[Opening TASK DATA section]

PR #408, opened 2024-07-22
Fetch and use BS thread_pool 

madsbk:
Instead of hard coding the header of [`BS::thread_pool`](https://github.com/bshoshany/thread-pool?tab=readme-ov-file), we now fetch the implementation. Done for cudf in https://github.com/rapidsai/cudf/pull/16210.


cpp/cmake/rapids_config.cmake
```diff
@@ -29,7 +29,7 @@ endif()
 if(NOT EXISTS "${CMAKE_CURRENT_BINARY_DIR}/KVIKIO_RAPIDS-${RAPIDS_VERSION_MAJOR_MINOR}.cmake")
   file(
     DOWNLOAD
-    "https://raw.githubusercontent.com/rapidsai/rapids-cmake/branch-${RAPIDS_VERSION_MAJOR_MINOR}/RAPIDS.cmake"
+    "https://raw.githubusercontent.com/KyleFromNVIDIA/rapids-cmake/bs-thread-pool/RAPIDS.cmake"
```
KyleFromNVIDIA, line 32: This is a temporary change to test https://github.com/rapidsai/rapids-cmake/pull/651.

robertmaynard: The setting of `rapids-cmake-repo` and `rapids-cmake-branch` need to occur outside of the conditional. Those variables are evaluated by `RAPIDS.cmake` on each run of cmake.

KyleFromNVIDIA: Fixed

bdice (approved):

[Closing TASK DATA section]

YOUR GOAL. Copy the whole listing, word for word.

RESULT.
PR #408, opened 2024-07-22
Fetch and use BS thread_pool 

madsbk:
Instead of hard coding the header of [`BS::thread_pool`](https://github.com/bshoshany/thread-pool?tab=readme-ov-file), we now fetch the implementation. Done for cudf in https://github.com/rapidsai/cudf/pull/16210.


cpp/cmake/rapids_config.cmake
```diff
@@ -29,7 +29,7 @@ endif()
 if(NOT EXISTS "${CMAKE_CURRENT_BINARY_DIR}/KVIKIO_RAPIDS-${RAPIDS_VERSION_MAJOR_MINOR}.cmake")
   file(
     DOWNLOAD
-    "https://raw.githubusercontent.com/rapidsai/rapids-cmake/branch-${RAPIDS_VERSION_MAJOR_MINOR}/RAPIDS.cmake"
+    "https://raw.githubusercontent.com/KyleFromNVIDIA/rapids-cmake/bs-thread-pool/RAPIDS.cmake"
```
KyleFromNVIDIA, line 32: This is a temporary change to test https://github.com/rapidsai/rapids-cmake/pull/651.

robertmaynard: The setting of `rapids-cmake-repo` and `rapids-cmake-branch` need to occur outside of the conditional. Those variables are evaluated by `RAPIDS.cmake` on each run of cmake.

KyleFromNVIDIA: Fixed

bdice (approved):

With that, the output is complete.